Task description:
Going from the top of the data below, give again each line through the one containing "Dashboard is in progress yet.", both ends kept.

Exercise material:

PR #2367, opened 2017-03-07
Cluster stats refactoring

jeanleonov:
AppController and InfrustructureManager seems to be done.
Dashboard is in progress yet.

It makes sense to do a demo first. But we were discussing these changes, so you're welcome to leave some comments before the demo.

Is not mergable yet.


AppController/djinn.rb
```diff
@@ -505,7 +571,7 @@ def initialize()
     @@logs_buffer = []
 
     @@log = Logger.new(STDOUT)
-    @@log.level = Logger::INFO
+    @@log.level = Logger::DEBUG
```
obino: The default should be INFO.

AppController/djinn.rb
```diff
@@ -1260,22 +1250,22 @@ def get_app_upload_status(reservation_id, secret)
   #   secret: A string with the shared key for authentication.
   # Returns:
   #   A JSON string with the statistics of the nodes.
-  def get_stats_json(secret)
+  def get_cluster_stats_json(secret)
```
obino: I personally prefer the name get_cluster_stats (without _json) since this is the only one to collect stats (that is, there is no the non-json form).

AppController/djinn.rb
```diff
@@ -4915,7 +4861,9 @@ def prep_app_dashboard()
           'min_appengines' => 3
         }
       end
-      @app_names << AppDashboard::APP_NAME
+      if @app_names.include? AppDashboard::APP_NAME
```
obino: What is the purpose of this check?

AppController/djinn.rb
```diff
@@ -2226,7 +2172,7 @@ def job_start(secret)
         if my_node.is_shadow? && @options['autoscale'].downcase != "true"
           Djinn.log_info("--- This deployment has autoscale disabled.")
         end
-        stats = JSON.parse(get_all_stats(secret))
+        stats = get_node_stats(secret)
```
obino: I am having trouble to locate this function get_node_stats: is that needed?

AppController/djinn.rb
jeanleonov: This specific function does have only one form and it is JSON. But other functions of AppContoller not always uses JSON. So I'd say it's sensible to leave `_json` suffix.

jeanleonov:
[Build #2906](https://ocd.appscale.com:8080/job/Daily%20Build/2906/) uses this branch of appscale repo and branch with updated status of tools repo.

AppController/djinn.rb
```diff
@@ -2644,7 +2594,7 @@ def start_new_roles_on_nodes(nodes_needed, instance_type, secret)
     return BAD_SECRET_MSG unless valid_secret?(secret)
 
     # TODO: we should validate the roles type, to ensure they are valid.
-    if nodes_needed.class != Array || instance_type.class != String
+    if nodes_needed.class != Array || instance_type.class != String && is_cloud
```
cdonati: I would recommend adding parentheses for clarity. Though there is no ambiguity for the interpreter, a reader without a firm grasp of operator precedence in Ruby might wonder if the above represents
`if (nodes_needed.class != Array || instance_type.class != String) && is_cloud`
or
`if nodes_needed.class != Array || (instance_type.class != String && is_cloud)`

AppController/djinn.rb
```diff
@@ -5927,47 +5807,27 @@ def remove_appserver_process(app_id, port)
...
     Djinn.log_debug("Sending a log with request rate #{app_id}, timestamp " +
-      "#{timestamp}, request rate #{request_rate}")
+      "#{@last_sampling_time[app_id]}, request rate " +
+      "#{@average_req_rate[app_id]}")
     encoded_request_info = JSON.dump({
-      'timestamp' => timestamp,
-      'request_rate' => request_rate
+      'timestamp' => @last_sampling_time[app_id],
+      'avg_request_rate' => @average_req_rate[app_id],
+      'num_of_requests' => @total_req_rate[app_id]
```
cdonati: I realize this was named this way before your branch, but we may want to change it at some point since "request rate" sounds like it involves two units (eg. req/sec), but "num_of_requests" sounds like it represents just one unit.

AppController/djinn.rb
```diff
@@ -6324,15 +6184,23 @@ def get_all_stats(secret)
       }
     end
 
-    all_stats["public_ip"] = my_node.public_ip
-    all_stats["private_ip"] = my_node.private_ip
-    all_stats["roles"] = my_node.jobs or ["none"]
-    Djinn.log_debug("All stats: #{all_stats}")
+    node_stats["cloud"] = my_node.cloud
```
cdonati: Does this value identify which cloud the node is in? We may wish to deprecate this value until we can properly support multi-cloud deployments.

InfrastructureManager/system_manager.py
```diff
@@ -160,6 +174,38 @@ def get_swap_usage(self, secret):
...
+    Returns:
+      A dictionary containing average load for last 1, 5 and 15 minutes,
+      and information about running and scheduled entities,
+      and PID of the most recently added process.
+    """
+    if self.secret != secret:
+      return self.__generate_response(False,
+        InfrastructureManager.REASON_BAD_SECRET)
+
+    loadavg = open("/proc/loadavg").read().split()
```
cdonati: I would recommend using a with statement here to ensure the descriptor is closed.

InfrastructureManager/system_manager.py
```diff
@@ -160,6 +174,38 @@ def get_swap_usage(self, secret):
...
+    kernel_entities = loadavg[3].split("/")
+    loadavg_stat = { JSONTags.LOADAVG :
+      {
+        JSONTags.LAST_1_MIN : float(loadavg[0]),
+        JSONTags.LAST_5_MIN : float(loadavg[1]),
+        JSONTags.LAST_15_MIN : float(loadavg[2]),
+        JSONTags.RUNNABLE_ENTITIES : int(kernel_entities[0]),
+        JSONTags.SCHEDULING_ENTITIES : int(kernel_entities[1]),
+        JSONTags.NEWEST_PID : int(loadavg[4])
```
cdonati: I'm not sure how we would make use of this value.

AppController/djinn.rb
jeanleonov: @cdonati , yes, I guess - I saw `cloud1` as its value. I checked usages of this and found that such refactoring may affect number of tests and probably some functionality. So it may require a couple of extra builds which would find all hidden dependencies. So I wouldn't remove `cloud` in this branch.

jeanleonov:
[Build #2966](https://ocd.appscale.com:8080/job/Daily%20Build/2966/) - single failure in okay tests was manually verified and is irrelevant to this PR

PR #2370, opened 2017-03-09
Dashboard uses new stats and "poll" model

whoarethebritons:
@jeanleonov Do not merge until it has been reviewed and comments have been addressed :)


InfrastructureManager/system_manager.py
```diff
@@ -111,11 +111,13 @@ def get_memory_usage(self, secret):
         InfrastructureManager.REASON_BAD_SECRET)
 
     mem_stats = psutil.virtual_memory()
+    # Conversion divisor for kB to MB.
+    conversion = 1024 * 1024
```
cdonati: It makes more sense to me to deal in bytes at the API level.

AppDashboard/lib/app_dashboard_data.py
```diff
@@ -351,91 +284,43 @@ def update_head_node_ip(self):
...
+      lastHourDateTime = timestamp - datetime.timedelta(hours=1)
+      old_requests_query = RequestInfo.query(RequestInfo.timestamp <
+                                             lastHourDateTime)
+      old_requests = []
+      for key in old_requests_query.iter(keys_only=True):
+        old_requests.append(key)
+      ndb.delete_multi(old_requests)
+      reversed_time = (2 ** 34 - int(request_info.get('timestamp'))) * 1000000
+      request_stats = RequestInfo(
+                      id=app_id + str(reversed_time),  # puts entities time desc.
```
cdonati: You can let the datastore assign an ID since we aren't getting it directly anywhere.

whoarethebritons: @cdonati ok I'll change that, that was how it was previously done so I had kept it.

AppController/djinn.rb
```diff
@@ -1289,10 +1289,15 @@ def update_node_info_cache()
...
           end
         end
-        new_stats << node_stats
+        Thread.current[:node_stats] = node_stats
       }
-      @cluster_stats = new_stats
     }
+    new_stats = []
+    threads.each do |t|
+      t.join
```
obino: The join here will make the AC on the shadow to wait for the response, and if one of the node is down, it could also incur in some timeouts. If you do so, I would suggest to add a lock at the beginning, and skip the update if a previous update is running.

AppController/djinn.rb
```diff
@@ -5593,8 +5529,8 @@ def try_to_scale_up(app_name, delta_appservers)
       @cluster_stats.each { |node|
         next if node['private_ip'] != host
 
-	    # Convert total memory to MB
-        total = node['memory']['total']/1024/1024
+	      # Convert total memory to MB
```
obino: Comment doesn't seems to line up: perhaps there is a tab? Sentence should finish with a period.

AppController/djinn.rb
```diff
@@ -5606,7 +5542,7 @@ def try_to_scale_up(app_name, delta_appservers)
 
         # Now we do a similar calculation but for the current amount of
         # available memory on this node. First convert bytes to MB
-        host_available_mem = node['memory']['available']/1024/1024
+        host_available_mem = Float(node['memory']['available']/1024/1024)
```
obino: I noticed that 1024/1024 is used few times: perhaps we should use a contant MB? Or something similar?

AppController/djinn.rb
```diff
@@ -5878,47 +5814,27 @@ def remove_appserver_process(app_id, port)
...
-  #     request rate for the given application.
-  #   request_rate: An Integer that indicates how many requests were served for
-  #     the given application in the last second since we queried it.
+  #   secret: A String that authenticates callers.
   # Returns:
-  #   true if the request info was successfully sent, and false otherwise.
-  def send_request_info_to_dashboard(app_id, timestamp, request_rate)
+  #   A JSON string containing the average request rate, timestamp, and total
+  # requests seen for the given application.
+  def get_request_info(secret, app_id)
```
obino: secret is usually the last parameter in the call, at least for most of the functions in djinn.

AppController/djinn.rb
whoarethebritons: @obino I am also fine with removing it I added it for time improvement. What do you think?

PR #2371, opened 2017-03-09
Single monit start for multiple ports

obino:


obino:
OCD run https://ocd.appscale.com:8080/job/Daily%20Build/2892/

obino:
OCD run https://ocd.appscale.com:8080/job/Daily%20Build/2893/

obino:
OCD run https://ocd.appscale.com:8080/job/Daily%20Build/2895/

AppController/lib/monit_interface.rb
```diff
@@ -116,27 +124,39 @@ def self.write_monit_config(watch, start_cmd, stop_cmd, port,
...
-    logfile = "/var/log/appscale/#{watch}-#{port}.log"
+    if port.nil?
+      new_start_cmd = "#{start_cmd}"
+      new_stop_cmd = "#{stop_cmd}"
+      new_match_cmd = "#{match_cmd}"
+      suffix = ""
+    else
+      new_start_cmd = "#{start_cmd} -p #{port}"
+      new_stop_cmd = "#{stop_cmd} #{port}"
+      new_match_cmd = "#{new_start_cmd}" if match_cmd == start_cmd
```
cdonati: What's the if statement for here? Wouldn't it be problematic if this was not defined?

obino: @cdonati it is defined on both sides of the if so it will be defined afterward.

obino:
@jeanleonov good question: since we don't have a discovery mechanism, we do indeed rely on default port for quite a few services. So this branch shouldn't break it, but makes the use of default port less explicit. I assume that the real fix would be a registration mechanism for each service so that we can use dynamic ports, or something like zeroconf or avahi to discover services.

AppController/lib/monit_interface.rb
cdonati: If `port` is not nil, and `match_cmd` != `start_cmd`, `new_match_cmd` will not be defined.

obino: duh! thanks @cdonati

obino:
OCD run https://ocd.appscale.com:8080/job/Daily%20Build/2959/

obino:
OCD migration job https://ocd.appscale.com:8080/job/Migration/1200/

PR #2372, opened 2017-03-09
enable application when user update an app

obino:


obino:
OCD run https://ocd.appscale.com:8080/job/Daily%20Build/2896/

obino:
OCD tool test https://ocd.appscale.com:8080/job/Tools-test/1589

AppController/djinn.rb
```diff
@@ -1955,6 +1955,25 @@ def update(apps, secret)
...
+        begin
+          result = uac.enable_app(appid)
+          Djinn.log_debug("enable_app returned #{result}.")
+          break
+        rescue FailedNodeException
+          # Failed to talk to the UserAppServer: let's try again.
+          Djinn.log_debug("Failed to talk to UserAppServer for #{appid}.")
+        end
+        if tries == 0
+          Djinn.log_warn("Couldn't enable application #{appid}!")
```
cdonati: Wouldn't it be better to return a failure message to the client and prevent the AppController from trying to continue setting up the app?

obino: The problem is that right now update receive a list of apps, so I'm not sure we should work as in a trasaction that is to fail them all atomically or not. I left the old logic for now, which try to start them independently. If we change update to only accept one app at a atime, then returning an error here would make more sense to me.

obino:
OCD run https://ocd.appscale.com:8080/job/Daily%20Build/2900/

obino:
OCD run https://ocd.appscale.com:8080/job/Daily%20Build/2904/

obino:
Got few extra runs with migration, since it stresses more the restore of the application:

https://ocd.appscale.com:8080/job/Migration/1151/
https://ocd.appscale.com:8080/job/Migration/1150/
https://ocd.appscale.com:8080/job/Migration/1149/

AppController/djinn.rb
```diff
@@ -1949,14 +1949,35 @@ def update(apps, secret)
...
+      uac = UserAppClient.new(my_node.private_ip, @@secret)
+      RETRIES.downto(0) { |tries|
+        begin
+          result = uac.enable_app(appid)
+          Djinn.log_debug("enable_app returned #{result}.")
+          APPS_LOCK.synchronize {
+            setup_app_dir(appid, true)
+          }
+          break
+        rescue FailedNodeException
```
cdonati: Please only rescue the code that can throw the exception. Otherwise, it's more difficult to track down the problem when we encounter the error.

AppController/djinn.rb
```diff
@@ -1949,14 +1949,35 @@ def update(apps, secret)
...
+          # Failed to talk to the UserAppServer: let's try again.
+          Djinn.log_debug("Failed to talk to UserAppServer for #{appid}.")
+        end
+        if tries == 0
```
cdonati: The last try might have succeeded.

obino: if it did we wouldn't be here since we have a break above.

cdonati: The break just breaks out of the retries loop.

obino:
OCD run https://ocd.appscale.com:8080/job/Daily%20Build/2911/

obino:
OCD run https://ocd.appscale.com:8080/job/Daily%20Build/2915/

Response below:
PR #2367, opened 2017-03-07
Cluster stats refactoring

jeanleonov:
AppController and InfrustructureManager seems to be done.
Dashboard is in progress yet.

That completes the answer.